Your goal: Search the data for the word "latch" and copy every line where it occurs.
>>>
PR #5467, opened 2025-11-05
libparse: support unquoted expressions

### LINKED ISSUE #5451: LibertyParser fails on latch enable with parens, but no enclosing double quotes
### Version

Yosys 0.58+89 (git sha1 75eff54b3, g++ 13.3.0-6ubuntu2~24.04 -fPIC -O3)

Linux

### Reproduction Steps

[hack.lib.txt](https://github.com/user-attachments/files/23246073/hack.lib.txt)
read_liberty hack.lib

### Expected Behavior

Successful parsing of expression

### Actual Behavior

The offending statement is:

```
    latch (IQ,IQN) {
      data_in : "D";
      /*
        | double quotes | parens | Example | yosys result | ORFS result |
	| ------------- | ------ | ------- | ------------ | ----------- |
	|      N        |   N    |   CLK   |    passes    |   passes    |
	|      N        |   Y    |  (CLK)  |    fails     |   passes    |
	|      Y        |   N    |  "CLK"  |    passes    |   passes    |
	|      Y        |   Y    | "(CLK)" |    passes    |   passes    |
      */
      enable : (CLK);
    }
```

which was effectively what I see in a proprietary Liberty file provided by an IP vendor.

```
% yosys

 Yosys 0.58+89 (git sha1 75eff54b3, g++ 13.3.0-6ubuntu2~24.04 -fPIC -O3)

yosys> read_liberty hack.lib

1. Executing Liberty frontend: hack.lib
ERROR: Syntax error in liberty file on line 35.
```

The same file goes through openroad's liberty reader cleanly.

widlarizer:
Fixes #5451. The [Liberty file format](https://people.eecs.berkeley.edu/~alanmi/publications/other/liberty07_03.pdf) isn't sufficiently consistent or explicit in how it defines its syntax. As a result, PDK authors enabled by proprietary tool vendors, expect some unreasonable things to work. Previously, we allowed expressions like `"A B"` to be interpreted as `"A&B"` in #5219 in the expression parsing code added in #4698 to support detecting DFFs with enables. We also previously had a separate special case for parsing identifiers like `A` as if they were correctly quoted like `"A"`. However, #5451 shows that PDK authors want general expressions like `(A)` to also be valid, so I infer they would also expect `A B '` to be just as valid as `"A & B'"`.

Note: the way our code is structured, boolean expression parsing is separate from liberty AST parsing. I make this distinction explicit in the following paragraph

This PR implements this by removing the special case from the AST lexer, and when AST-parsing values after colons, if there are multiple string tokens, concatenating them together with spaces. RHS of `next_state : D EN;` gets AST-lexed as string `D`, string `EN`, and then AST-parsed as `D EN`. When this expression is actually used in Yosys, it gets expr-parsed into the corresponding binop. Prior to this PR, expression parsing was only done in dfflibmap, since it was fine for filterlib to dump expr strings into .lib verbatim, and trivially translate into valid Verilog. However, because our AST lexer discards whitespace, which we then have to reintroduce to ensure the separate expression parsing works out, we have to use the expression parser in filterlib as well, and write it out in a Verilog format, implemented with the new method `LibertyExpression::vlog_str`.

See `tests/liberty/unquoted.lib` for the direct changes. Almost all of the `*.*.ok` diff is due to fact that dumping out parsed expressions with `filterlib -verilogsim` prints them in a normalized format.

### DIFF
--- a/passes/techmap/libparse.cc
+++ b/passes/techmap/libparse.cc
@@ -676,23 +676,18 @@ LibertyAst *LibertyParser::parse(bool top_level)
 					tok = lexer(str);
 				} else {
 					// Hack for when an expression string is unquoted
-					// std::cout << "consume_wrecked_str from :\n";
-					// std::cout << " weh " << str << "\n";
 					tok = consume_wrecked_str(tok, ast->value);
 				}
 			} else if (tok == '(') {
 				// Hack for when an expression string is unquoted and starts with
 				// parentheses
-				// tok = '';
-				// ast->value = "(";
-				// std::cout << "consume_wrecked_str from (\n";
 				tok = consume_wrecked_str(tok, ast->value);
 			}
 			while (tok == '+' || tok == '-' || tok == '*' || tok == '/' || tok == '!') {
 				ast->value += tok;
 				tok = lexer(str);
 				if (tok != 'v')
-					error("one");
+					error();
 				ast->value += str;
 				tok = lexer(str);
 			}
@@ -704,7 +699,7 @@ LibertyAst *LibertyParser::parse(bool top_level)
 			if ((tok == ';') || (tok == 'n'))
 				break;
 			else
-				error("two");
+				error();
 			continue;
 		}
 


maliberty:
I think everyone who has implemented a Liberty parser goes through this endless series of surprises about non-conforming syntax that is accepted by the main vendor defining the format.  Whatever they accept is de-facto the format unfortunately.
<<<
Solution to this task:
### LINKED ISSUE #5451: LibertyParser fails on latch enable with parens, but no enclosing double quotes
    latch (IQ,IQN) {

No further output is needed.